Genau hier trennt sich auch in Thailand schnell die Spreu vom Weizen. Eine seriöse und professionelle Altenpflege und die Betreuung schwerer Demenzfälle erfordert Fachpersonal und einen hohen finanziellen Einsatz. Zwei Schweizer haben sich diesem Anspruch verschrieben. Anita Somaini (51) betreibt seit zwei Jahren das Nursing Home mit dem thailändischen Namen „Baan Tschuai Duu Lää“ (Haus der Pflege und Hilfe) auf der Ferieninsel Phuket.

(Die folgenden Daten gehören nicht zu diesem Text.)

PR #325, opened 2021-11-14
Pr/324

Little-Wallace:
### Check List 

Tests 

 - Unit test
 - Integration test
 - No code

Code changes

 - Has persistent data change

Side effects

 - Increased code complexity

Related changes

### DIFF
--- a/src/main/java/org/tikv/common/region/AbstractRegionStoreClient.java
+++ b/src/main/java/org/tikv/common/region/AbstractRegionStoreClient.java
@@ -20,13 +20,18 @@ package org.tikv.common.region;
 import static com.google.common.base.Preconditions.checkArgument;
 import static com.google.common.base.Preconditions.checkNotNull;
 
+import com.google.common.util.concurrent.ListenableFuture;
 import com.google.protobuf.ByteString;
 import io.grpc.ManagedChannel;
 import io.grpc.Metadata;
+import io.grpc.health.v1.HealthCheckRequest;
+import io.grpc.health.v1.HealthCheckResponse;
+import io.grpc.health.v1.HealthGrpc;
 import io.grpc.stub.ClientCalls;
 import io.grpc.stub.MetadataUtils;
 
 import java.util.ArrayList;
+import java.util.LinkedList;
 import java.util.List;
 import java.util.Set;
 import java.util.concurrent.*;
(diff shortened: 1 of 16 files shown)


src/main/java/org/tikv/common/region/AbstractRegionStoreClient.java
```diff
@@ -110,215 +108,200 @@ public boolean onNotLeader(TiRegion newRegion) {
...
+              if (!resp.hasRegionError()) {
+                // the peer is leader
+                return task.peer;
+              }
+            }
+          } catch (Exception ignored) {
+          }
+        } else {
+          unfinished.add(task);
+        }
```
zz-jason, line 237:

Ihr Landsmann Martin Woodtli (52) ist der Leiter des „Baan Kamlangchay“ (Begleitung des Herzens), einer von ihm gegründeten Institution für Demenzkranke in Chiang Mai in Nordthailand. Woodtli war vor 12 Jahren der Pionier auf diesem Sektor und hat über die Betreuung der eigenen Mutter zu seiner Berufung in Thailand gefunden. Die Mutter ist 2006 friedlich im Kreis ihrer Liebsten gestorben. Martin Woodtli blieb und ist durch Bücher sowie das Fernsehen und Printmedien der bekannteste unter den Pflegeheimbetreibern geworden. Sein Projekt sieht er eher als Zentrum der Begegnung und ist zu Recht stolz auf die gelungene Integration im dörflichen Umfeld des „Baan Kamlangchay“.

Qualitätsstandard vorher prüfen

Wie können Interessenten sichergehen, bei ihrer Suche nach einem Pflegeheim in Thailand nicht einem verkappten Immobilien-Hai oder einem Bauernfänger in die Fänge zu geraten? „Unbedingt persönlich ein Bild machen, sich alle Pflegeeinrichtungen zeigen lassen, auch einen Nachweis über die Qualifikation des Personals!“ Mit diesem Ratschlag setzt die resolute Schweizerin Anita Somaini die Messlatte hoch an. Wohlwissend auch deshalb, weil sie um den eigenen Anspruch weiß und um die Befindlichkeiten der Angehörigen in der Heimat.

Dem Anspruch gerecht zu werden, das ist die tägliche Hürde im Leben der Solothurnerin. Wenn Patienten ins „Baan Tschuai Duu Lää“ nach Phuket kommen, dann soll sich deren Zustand verbessern und nicht verschlechtern. Hilfsbedürftigen Landsleuten will sie eine echte Alternative zu den Alters- und Pflegeheimen in der Heimat bieten.

So wie Anita Somaini das sagt, klingt es kategorisch. Auch wenn die Unterbringung mit durchschnittlich ca. 3.700 Schweizer Franken (inklusive Vollpension, Pflege, Betreuung 3:1, Wäscheservice, Pflegematerial und Medikamente) pro Monat für thailändische Verhältnisse nicht billig erscheint, rein rechnerisch halbiert sich die Belastung für die Angehörigen gegenüber dem Heimatland. Bei besserer Pflege und durchwegs freundlichen Rahmenbedingungen ist das ein überzeugendes Argument.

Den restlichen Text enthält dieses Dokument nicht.